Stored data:
::::
PR #2160, opened 2024-11-18
fix(beacon, blockchain): Fix payload timestamp build and verification

abi87:
We need the timestamp of the execution payload to fullfil the following constraints:
- it should be strictly monotonic (otherwise EL will reject it)
- it must be capped (otherwise a malicious validator can set it to `math.Uint64` and effectively stop the network, since no further block can be built on top of such a block AND satisfy monotonicity)

https://github.com/berachain/beacon-kit/pull/2095 set timestamp in order to satisfy these constraint BUT it causes block building to fail occasionally, if consensus blocks are finalized rapidly.
The failure works as follows:

- $N^{th}$ block is produced non-optimistically, hence EL payload timestamp is set equal to ProposeBlock $req_N.Time == T_0$
- $N^{th}$ block is processed and finalized rapidly, before 1 second pass:
  - when the block successfully pass processing, the next payload is optimistically built with EL payload timestamp set to $req_N.Time +1 == T_0+1$ sec
- the node propose again $N+1^{th}$ block. Now two facts:
  - because previous block has been finalized less than 1 second ago, ProposeBlock request time is the same as previous block (cause it is rounded to 1 second precision). So $req_N.Time == req_{N+1}.Time == T_0$
  - the payload built optimistically at the previous step is included. Recall that it's timestamp is again $req_N.Time +1$
- $N+1^{th}$ block fails validation because it's not true that EL payload time < $req_N.Time +1$

This PR solve the issue by changing building and validation rules for EL payload timestamp as follows:

- Upon `PrepareBlock`, with EL payload non built optimistically previous rounds, we set EL timestamp to `max(req.Time, parentELpayload.Time+1)`
- Upon `Process/Finalize block`,  we optimistically build the payload setting EL timestampt to `max(parentReq.Time+1, parentELpayload.Time+1)` 
  - Note: `req.Time` will change if multiple rounds are needed to finalized the block. We assume hereonly that `req.Time` will be non-strictly increasing.
- Upon `ProcessBlock` we deem the block valid only if  `ELpayload.Time<= max(req.Time+1, parentELpayload.Time+1` 

The new proposal:
- explicitly guarantees that timestamp is strictly monotonic
- bounds timestamp to be not too far away from either parent EL payload or consensus time

What it lack wrt to current, bugged version, is that it is not anymore true that:

- for every block EL timestamp is smaller or equal to consensus block timestamp.

In case consensus blocks are produced rapidly, EL timestamp will increase of 1 second while consensus time may not increase (if rounded to 1 second precision)

## Summary by CodeRabbit

- **New Features**
	- Introduced a new method `GetConsensusTime` across various components to replace the previous `GetNextPayloadTimestamp`, enhancing clarity in consensus timing.
	- Added functionality for verifying and calculating payload timestamps in the new `payloadtime` package.
	- Implemented unit tests for the `payloadtime` package to ensure timestamp generation and verification logic behaves as expected.

- **Bug Fixes**
	- Enhanced error handling for proposal heights and payload retrieval processes to improve robustness.

- **Refactor**
	- Updated multiple methods to align with new consensus time handling, ensuring consistent logic throughout the codebase.
	- Removed the `minPayloadDelay` field from the middleware, simplifying initialization.
	- Removed the error variable `ErrTooFarInTheFuture` to adjust timestamp validation logic.
	- Updated the `go.mod` files to reflect new dependencies and streamline module management.
	- Adjusted the handling of timestamps in the `ABCIMiddleware` methods for improved accuracy.


mod/consensus/pkg/cometbft/service/middleware/middleware.go
```diff
@@ -75,37 +70,16 @@ func NewABCIMiddleware[
...
-	// finalized) or not (build only after parent block has been finalized).
-	// Hence we need to guarantee that we provide to the execution layer a
-	// strictly increasing timestamp for any ABCI valid call sequence of
-	// Prepare/Propose/FinalizeBlock.
-	// To this purpose, we set next payload timestamp as follows:
-	// - ProposeBlock: req.Time
-	// - Prepare/FinalizeBlock: req.Time + minPayloadDelay
-	// Monotonicity across request sequences is ensured by construction of
-	// minPayloadDelay: no block can be finalized before minPayloadDelay.
-	minPayloadDelay := min(
```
::::
▶ **What to work on**
Each record needs to be duplicated exactly.

▶ **Exercise output**
PR #2160, opened 2024-11-18
fix(beacon, blockchain): Fix payload timestamp build and verification

abi87:
We need the timestamp of the execution payload to fullfil the following constraints:
- it should be strictly monotonic (otherwise EL will reject it)
- it must be capped (otherwise a malicious validator can set it to `math.Uint64` and effectively stop the network, since no further block can be built on top of such a block AND satisfy monotonicity)

https://github.com/berachain/beacon-kit/pull/2095 set timestamp in order to satisfy these constraint BUT it causes block building to fail occasionally, if consensus blocks are finalized rapidly.
The failure works as follows:

- $N^{th}$ block is produced non-optimistically, hence EL payload timestamp is set equal to ProposeBlock $req_N.Time == T_0$
- $N^{th}$ block is processed and finalized rapidly, before 1 second pass:
  - when the block successfully pass processing, the next payload is optimistically built with EL payload timestamp set to $req_N.Time +1 == T_0+1$ sec
- the node propose again $N+1^{th}$ block. Now two facts:
  - because previous block has been finalized less than 1 second ago, ProposeBlock request time is the same as previous block (cause it is rounded to 1 second precision). So $req_N.Time == req_{N+1}.Time == T_0$
  - the payload built optimistically at the previous step is included. Recall that it's timestamp is again $req_N.Time +1$
- $N+1^{th}$ block fails validation because it's not true that EL payload time < $req_N.Time +1$

This PR solve the issue by changing building and validation rules for EL payload timestamp as follows:

- Upon `PrepareBlock`, with EL payload non built optimistically previous rounds, we set EL timestamp to `max(req.Time, parentELpayload.Time+1)`
- Upon `Process/Finalize block`,  we optimistically build the payload setting EL timestampt to `max(parentReq.Time+1, parentELpayload.Time+1)` 
  - Note: `req.Time` will change if multiple rounds are needed to finalized the block. We assume hereonly that `req.Time` will be non-strictly increasing.
- Upon `ProcessBlock` we deem the block valid only if  `ELpayload.Time<= max(req.Time+1, parentELpayload.Time+1` 

The new proposal:
- explicitly guarantees that timestamp is strictly monotonic
- bounds timestamp to be not too far away from either parent EL payload or consensus time

What it lack wrt to current, bugged version, is that it is not anymore true that:

- for every block EL timestamp is smaller or equal to consensus block timestamp.

In case consensus blocks are produced rapidly, EL timestamp will increase of 1 second while consensus time may not increase (if rounded to 1 second precision)

## Summary by CodeRabbit

- **New Features**
	- Introduced a new method `GetConsensusTime` across various components to replace the previous `GetNextPayloadTimestamp`, enhancing clarity in consensus timing.
	- Added functionality for verifying and calculating payload timestamps in the new `payloadtime` package.
	- Implemented unit tests for the `payloadtime` package to ensure timestamp generation and verification logic behaves as expected.

- **Bug Fixes**
	- Enhanced error handling for proposal heights and payload retrieval processes to improve robustness.

- **Refactor**
	- Updated multiple methods to align with new consensus time handling, ensuring consistent logic throughout the codebase.
	- Removed the `minPayloadDelay` field from the middleware, simplifying initialization.
	- Removed the error variable `ErrTooFarInTheFuture` to adjust timestamp validation logic.
	- Updated the `go.mod` files to reflect new dependencies and streamline module management.
	- Adjusted the handling of timestamps in the `ABCIMiddleware` methods for improved accuracy.


mod/consensus/pkg/cometbft/service/middleware/middleware.go
```diff
@@ -75,37 +70,16 @@ func NewABCIMiddleware[
...
-	// finalized) or not (build only after parent block has been finalized).
-	// Hence we need to guarantee that we provide to the execution layer a
-	// strictly increasing timestamp for any ABCI valid call sequence of
-	// Prepare/Propose/FinalizeBlock.
-	// To this purpose, we set next payload timestamp as follows:
-	// - ProposeBlock: req.Time
-	// - Prepare/FinalizeBlock: req.Time + minPayloadDelay
-	// Monotonicity across request sequences is ensured by construction of
-	// minPayloadDelay: no block can be finalized before minPayloadDelay.
-	minPayloadDelay := min(
```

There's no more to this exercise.